Me puse un pantalón ajustado color beige, con una blusa mangas cortas de color vino, unas botas cafés y chaqueta de mezclilla. Me puse un collar largo sencillo con una pluma como dije y mi reloj. En cuanto a mi cabello, sólo lo desenredé, me gustaba como se había acomodado el día de hoy, en una raya de lado. Por último, me maquille de manera ligera tal y como me gusta.

Me puse algo de perfume y guardé un poco de papel higiénico, dulces, mis audífonos y cargador por si acaso, en mi bolsa. Tendí mi cama mientras escuchaba el timbre ser tocado y dos minutos después, me gritaba mi mamá que BTS había llegado. Tomé mis cosas mientras negaba con la cabeza y salía a verla.

–¿Jasón y Rick están listos? –me preguntó mamá cuando me vio acercarme.

–No lo sé, me enfoqué en no usar algo negro, y eso fue algo difícil.

–Gracias, así te ves más bonita –dijo, dándome un beso en la mejilla y yendo a ver a mis hermanos.

–Ustedes sí que son puntuales –mencione, sentándome en un sillón.

–Gracias, fue una hora de preparación previa, si fuera por Jimin llegaríamos tarde –dijo Namjoon.

–¡Oye! –se quejó Jimin.

–Es cierto, tú te tardas mucho –dijo Jin.

–¡No es cierto!

–Vamos chicos, no peleen tan temprano –pedí, sintiendo un toque en mi pie. Al bajar la mirada, no pude evitar reír al ver a Panterita jugar con mi agujeta.

–Oh, Panterita quiere jugar –dije, cargándola y sentándola en mi regazo.

–¿Ese es tu gato? –preguntó Taehyung.

–Así es, mi gata hermosa Panterita.

–Es muy bonita –dijo Hoseok, sentándose a mi lado y acariciando su lomo, haciendo que ronroneará.
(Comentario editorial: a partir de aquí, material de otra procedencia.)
PR #546, opened 2020-04-22
Prevent checking permissions/groups in FireCloud API during outages (SCP-2325)

bistline:
During a FireCloud service outage (defined as any service that does not report "ok" in the FireCloud API [status](https://api.firecloud.org/#!/Status/status) endpoint), many of the permission or group membership checks the portal makes when loading the study overview page will fail with a 502 or 503.  Since these error codes are marked as being able to "retry", the portal will employ a staggered backoff approach to making API calls.  The end result is that a study can take up to 3 minutes to load while all retries are exhausted.

As a result, this fix will now skip making any such calls if any of their dependent services are not functioning normally, and the associated portal functionality will be disabled for that request.  For example: if `Rawls` or `Sam` are not reporting `"ok: true"`, then a user that owns the project/workspace associated with a portal study will not see either the analysis or study settings tab load when viewing their study while signed in.  The permission check itself has also been refactored into a single status call, and each endpoint is evaluated from the single call (previously it had be 3 separate calls).  Some checks are now skipped based on the results of previous checks.

Also, this fixes a lingering issue with degraded performance when loading the study download tab.  Each file download link was making a permission check if the signed-in user had view permission for a given study, which in some circumstances involved an API call.  This has been changed to a single call and the result is shared across all files.

This PR satisfies SCP-2325.


app/controllers/site_controller.rb
```diff
@@ -1444,10 +1445,29 @@ def set_workspace_samples
...
+          buckets_ok = system_status.dig('GoogleBuckets', 'ok') == true
+          @allow_downloads = buckets_ok
+          @allow_edits = sam_ok && rawls_ok
+        end
+      rescue => e
+        logger.error "Error checking FireCloud API status: #{e.class.name} -- #{e.message}"
+        error_context = ErrorTracker.format_extra_context(@study, {firecloud_status: api_status})
+        ErrorTracker.report_exception(e, current_user, error_context)
+      end
+    end
```
eweitz, line 1470: An early `return` would decrease cyclomatic complexity and line length.  Opinions can differ, but I've been finding early returns to help readability, too.

```suggestion
    return if study_detached
    
    begin
      @allow_firecloud_access = AdminConfiguration.firecloud_access_enabled?
      api_status = Study.firecloud_client.api_status
      # reuse status object because firecloud_client.services_available? each makes a separate status call
      # calling Hash#dig will gracefully handle any key lookup errors in case of a larger outage
      if api_status.is_a?(Hash)
        system_status = api_status['systems']
        sam_ok = system_status.dig('Sam', 'ok') == true # do equality check in case 'ok' node isn't present
        rawls_ok = system_status.dig('Rawls', 'ok') == true
        buckets_ok = system_status.dig('GoogleBuckets', 'ok') == true
        @allow_downloads = buckets_ok
        @allow_edits = sam_ok && rawls_ok
      end
    rescue => e
      logger.error "Error checking FireCloud API status: #{e.class.name} -- #{e.message}"
      error_context = ErrorTracker.format_extra_context(@study, {firecloud_status: api_status})
      ErrorTracker.report_exception(e, current_user, error_context)
    end
```

app/views/site/study.html.erb
```diff
@@ -17,7 +17,7 @@
         <%= render partial: 'study_download_data' %>
       </div>
     <% end %>
-    <% if @allow_firecloud_access && @allow_computes && @user_can_compute %>
+    <% if @allow_firecloud_access && @user_can_compute %>
```
eweitz, line 20: Nice simplification!

app/controllers/site_controller.rb
bistline: Interesting - I like that.  Less cyclomatic complexity, and still very readable.  I'll give that a spin.

app/controllers/site_controller.rb
```diff
@@ -1444,10 +1445,31 @@ def set_workspace_samples
...
   def set_firecloud_permissions(study_detached)
-    @allow_firecloud_access = study_detached ? false : AdminConfiguration.firecloud_access_enabled?
-    @allow_downloads = study_detached ? false : Study.firecloud_client.services_available?('GoogleBuckets')
-    @allow_computes = study_detached ? false : Study.firecloud_client.services_available?('Sam', 'Agora', 'Rawls')
-    @allow_edits = study_detached ? false : Study.firecloud_client.services_available?('Sam', 'Rawls')
+    @allow_firecloud_access = false
+    @allow_downloads = false
+    @allow_edits = false
+    @allow_computes = false
+    return if study_detached
```
devonbush, line 1446: this was a nice refactor -- much easier to read

app/controllers/studies_controller.rb
```diff
@@ -23,8 +23,8 @@ class StudiesController < ApplicationController
     check_access_settings
   end
   # special before_action to make sure FireCloud is available and pre-empt any calls when down
-  #before_action :check_firecloud_status, except: [:index, :do_upload, :resume_upload, :update_status,
-  #                                                :retrieve_wizard_upload, :parse]
+  before_action :check_firecloud_status, except: [:index, :do_upload, :resume_upload, :update_status,
+                                                  :retrieve_wizard_upload, :parse]
```
devonbush, line 27: were these commented out before for performance reasons?

app/models/study.rb
```diff
@@ -764,28 +764,34 @@ def can_compute?(user)
...
-        if workspace_acl['acl'][user.email].nil?
-          # check if user has project-level permissions
-          user_client = FireCloudClient.new(user, self.firecloud_project)
-          projects = user_client.get_billing_projects
-          # billing project users can only create workspaces, so unless user is an owner, user cannot compute
-          projects.detect {|project| project['projectName'] == self.firecloud_project && project['role'] == 'Owner'}.present?
-        else
-          workspace_acl['acl'][user.email]['canCompute']
+      # don't check permissions if API is not 'ok'
+      if Study.firecloud_client.services_available?('Sam', 'Rawls', 'Agora')
```
devonbush, line 796: do you think we should make these strings constants somewhere?  e.g.  FireCloudClient::SAM_SERVICE = 'Sam'.

test/models/study_test.rb
```diff
@@ -74,4 +78,40 @@ def setup
     puts "#{File.basename(__FILE__)}: '#{self.method_name}' successful!"
 
   end
+
+  test 'should skip permission and group check during firecloud service outage' do
```
devonbush, line 82: nice

app/controllers/studies_controller.rb
bistline: No - I think this was actually an error where we were testing something and forgot to uncomment it.  It most definitely _should_ be there as API outage will cause many of these methods to barf if we don't check.

app/models/study.rb
bistline: That's actually a great idea.  It should be there, and comments to the effect of what service covers what.  That data only lives in my brain and our playbook... it would be great to have them in code.

app/controllers/site_controller.rb
bistline: c984b19

app/views/site/study.html.erb
bistline: Unfortunately I had to take it out because I realized that it was there specifically for thenav-tabs.  But I did make it so that it can source existing calls rather than make a new one.

app/models/study.rb
bistline: 555b181

PR #552, opened 2020-04-28
Ideogram for exploring related genes (SCP-2363)

eweitz:
This is a draft enhancement of single-gene search in the Study Overview "Explore" tab.  In previously unused space at top right on the page, it shows an ideogram with the searched gene and related genes plotted across the genome.  Users can click on the related genes -- evolutionarily similar genes in the same organism, i.e. paralogs -- to trigger a new gene search.

Without something like this, users must know _a priori_ which genes are related to a gene they search.  This genome visualization gives users a hint to discover related genes, and a graphical way to explore them.

This draft feature was developed during the first "SCP Developer's Choice Days".  If promising, it could be feature-flagged and further developed to test with more representative datasets, adapt for narrow viewports, refine code, etc.

This brief animation shows the gist:
scp_related_genes_via_ideogram_2020-04-28

This relates to SCP-2363.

–Gracias, sé que a ella le gustó tu halago – dije, dejándola en el suelo –. Anda Panterita, ve a jugar por ahí – le ordené. Ella me maulló, como si dijera "no".

–¿Acaba de decir no? –preguntó Jimin sorprendido.

–Sí, eso fue lo que hizo –dije con pesar, agachándome un poco –. Vamos Panterita, hazme caso –ella solo parpadeó de manera lenta, caminando hacia los chicos y restregándose en sus piernas, hasta detenerse en JungKook.

Con él no sólo se restregó, sino que se echó a sus pies y no se movió de ahí por nada del mundo, sorprendiéndonos a todos.

–Veo que le agradas –señalé, con una sonrisa.

–Nunca le había agradado a un gato –confesó él.